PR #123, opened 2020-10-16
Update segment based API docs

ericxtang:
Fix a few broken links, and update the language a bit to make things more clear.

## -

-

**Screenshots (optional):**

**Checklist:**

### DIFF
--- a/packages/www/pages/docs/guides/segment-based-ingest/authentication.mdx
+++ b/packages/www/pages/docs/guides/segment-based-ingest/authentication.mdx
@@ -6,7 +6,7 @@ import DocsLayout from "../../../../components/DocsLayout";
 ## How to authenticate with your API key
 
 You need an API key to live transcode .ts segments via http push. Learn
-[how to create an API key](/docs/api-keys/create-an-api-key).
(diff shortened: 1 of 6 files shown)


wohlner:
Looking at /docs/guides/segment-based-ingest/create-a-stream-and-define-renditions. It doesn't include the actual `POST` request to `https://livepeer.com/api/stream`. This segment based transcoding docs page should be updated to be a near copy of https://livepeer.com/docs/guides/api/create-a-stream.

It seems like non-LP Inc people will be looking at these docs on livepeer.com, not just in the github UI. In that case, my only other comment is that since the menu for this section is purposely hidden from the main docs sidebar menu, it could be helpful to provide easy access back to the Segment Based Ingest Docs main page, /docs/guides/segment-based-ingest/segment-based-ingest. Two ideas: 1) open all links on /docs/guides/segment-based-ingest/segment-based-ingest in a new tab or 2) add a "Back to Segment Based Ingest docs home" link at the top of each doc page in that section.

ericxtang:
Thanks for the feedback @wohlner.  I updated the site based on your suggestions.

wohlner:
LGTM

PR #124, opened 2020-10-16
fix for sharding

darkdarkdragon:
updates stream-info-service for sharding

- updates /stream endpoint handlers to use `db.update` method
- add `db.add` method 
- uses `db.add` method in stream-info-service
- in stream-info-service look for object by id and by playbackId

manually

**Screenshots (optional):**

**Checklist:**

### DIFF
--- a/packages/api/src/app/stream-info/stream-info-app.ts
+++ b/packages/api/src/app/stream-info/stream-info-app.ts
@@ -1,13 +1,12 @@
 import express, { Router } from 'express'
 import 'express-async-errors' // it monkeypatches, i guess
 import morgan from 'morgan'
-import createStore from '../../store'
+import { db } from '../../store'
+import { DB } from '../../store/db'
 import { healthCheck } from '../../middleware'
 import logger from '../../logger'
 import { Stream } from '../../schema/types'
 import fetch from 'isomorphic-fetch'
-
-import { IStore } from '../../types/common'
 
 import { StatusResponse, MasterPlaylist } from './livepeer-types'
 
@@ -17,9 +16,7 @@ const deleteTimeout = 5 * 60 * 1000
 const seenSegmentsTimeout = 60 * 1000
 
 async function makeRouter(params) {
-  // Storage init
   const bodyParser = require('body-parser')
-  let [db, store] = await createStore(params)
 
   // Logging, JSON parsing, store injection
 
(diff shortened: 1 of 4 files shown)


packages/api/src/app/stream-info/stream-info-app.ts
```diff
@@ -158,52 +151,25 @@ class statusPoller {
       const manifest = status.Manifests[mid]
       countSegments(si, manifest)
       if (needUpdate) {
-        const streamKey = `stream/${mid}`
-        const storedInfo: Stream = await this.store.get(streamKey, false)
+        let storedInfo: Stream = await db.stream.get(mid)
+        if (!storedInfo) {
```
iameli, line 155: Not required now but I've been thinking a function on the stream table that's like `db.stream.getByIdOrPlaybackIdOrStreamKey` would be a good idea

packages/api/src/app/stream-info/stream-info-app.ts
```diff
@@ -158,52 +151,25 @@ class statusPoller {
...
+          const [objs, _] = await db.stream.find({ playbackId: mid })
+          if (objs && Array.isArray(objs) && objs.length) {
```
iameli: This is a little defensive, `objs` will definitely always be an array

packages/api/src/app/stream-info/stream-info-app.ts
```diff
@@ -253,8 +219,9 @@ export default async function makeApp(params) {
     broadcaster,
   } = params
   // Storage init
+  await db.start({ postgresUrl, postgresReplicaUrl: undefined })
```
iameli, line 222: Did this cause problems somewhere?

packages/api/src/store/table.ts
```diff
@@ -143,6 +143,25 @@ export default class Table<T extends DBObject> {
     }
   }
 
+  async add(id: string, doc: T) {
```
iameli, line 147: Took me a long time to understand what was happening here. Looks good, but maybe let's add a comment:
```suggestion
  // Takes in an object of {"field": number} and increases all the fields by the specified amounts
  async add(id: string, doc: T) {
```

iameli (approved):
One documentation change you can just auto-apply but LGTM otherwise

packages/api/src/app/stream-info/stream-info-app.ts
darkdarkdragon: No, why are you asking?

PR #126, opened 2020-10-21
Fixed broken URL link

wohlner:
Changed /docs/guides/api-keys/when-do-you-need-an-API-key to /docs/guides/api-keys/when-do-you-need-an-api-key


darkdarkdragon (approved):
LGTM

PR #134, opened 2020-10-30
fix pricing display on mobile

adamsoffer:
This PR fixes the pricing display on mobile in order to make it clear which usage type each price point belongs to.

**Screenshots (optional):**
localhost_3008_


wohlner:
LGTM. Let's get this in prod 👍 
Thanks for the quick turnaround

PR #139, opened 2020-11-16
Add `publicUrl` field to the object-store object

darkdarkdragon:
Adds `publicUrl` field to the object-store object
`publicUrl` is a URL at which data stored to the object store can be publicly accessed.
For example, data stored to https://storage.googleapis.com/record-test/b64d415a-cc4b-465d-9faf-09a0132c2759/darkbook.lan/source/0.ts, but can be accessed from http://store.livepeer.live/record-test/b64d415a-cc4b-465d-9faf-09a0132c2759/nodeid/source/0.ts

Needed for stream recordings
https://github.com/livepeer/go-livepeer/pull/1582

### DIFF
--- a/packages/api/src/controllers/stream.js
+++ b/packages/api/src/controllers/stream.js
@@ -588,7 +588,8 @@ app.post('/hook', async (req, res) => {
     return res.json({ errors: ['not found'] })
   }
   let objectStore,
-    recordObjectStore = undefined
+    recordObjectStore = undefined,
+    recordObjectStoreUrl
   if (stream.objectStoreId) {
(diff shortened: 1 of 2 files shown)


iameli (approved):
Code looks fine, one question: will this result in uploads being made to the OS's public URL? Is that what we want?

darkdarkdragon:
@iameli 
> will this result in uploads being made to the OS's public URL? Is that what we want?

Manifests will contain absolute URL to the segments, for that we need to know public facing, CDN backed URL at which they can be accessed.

● ● ● ● ● ● ●

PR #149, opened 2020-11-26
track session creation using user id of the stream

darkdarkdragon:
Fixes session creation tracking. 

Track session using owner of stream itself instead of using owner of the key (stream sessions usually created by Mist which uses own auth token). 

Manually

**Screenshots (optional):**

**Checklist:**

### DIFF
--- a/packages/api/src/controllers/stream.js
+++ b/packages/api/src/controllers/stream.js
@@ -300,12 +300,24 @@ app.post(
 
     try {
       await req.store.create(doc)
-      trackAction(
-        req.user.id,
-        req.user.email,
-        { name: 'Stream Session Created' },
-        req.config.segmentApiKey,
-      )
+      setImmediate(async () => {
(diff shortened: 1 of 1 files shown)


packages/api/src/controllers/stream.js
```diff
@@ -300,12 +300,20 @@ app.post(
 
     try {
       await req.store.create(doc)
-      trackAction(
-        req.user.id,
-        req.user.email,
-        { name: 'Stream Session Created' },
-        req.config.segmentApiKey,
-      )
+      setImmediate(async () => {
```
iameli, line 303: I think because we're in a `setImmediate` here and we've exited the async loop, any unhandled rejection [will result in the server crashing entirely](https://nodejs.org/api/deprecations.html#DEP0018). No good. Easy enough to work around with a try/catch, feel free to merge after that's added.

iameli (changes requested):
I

● ● ● ● ● ● ●

TASK STATEMENT —
Using the listing above, show each line holding the string "shortened".

RESPONSE FOR THIS EXERCISE —
(diff shortened: 1 of 6 files shown)
(diff shortened: 1 of 4 files shown)
(diff shortened: 1 of 2 files shown)
(diff shortened: 1 of 1 files shown)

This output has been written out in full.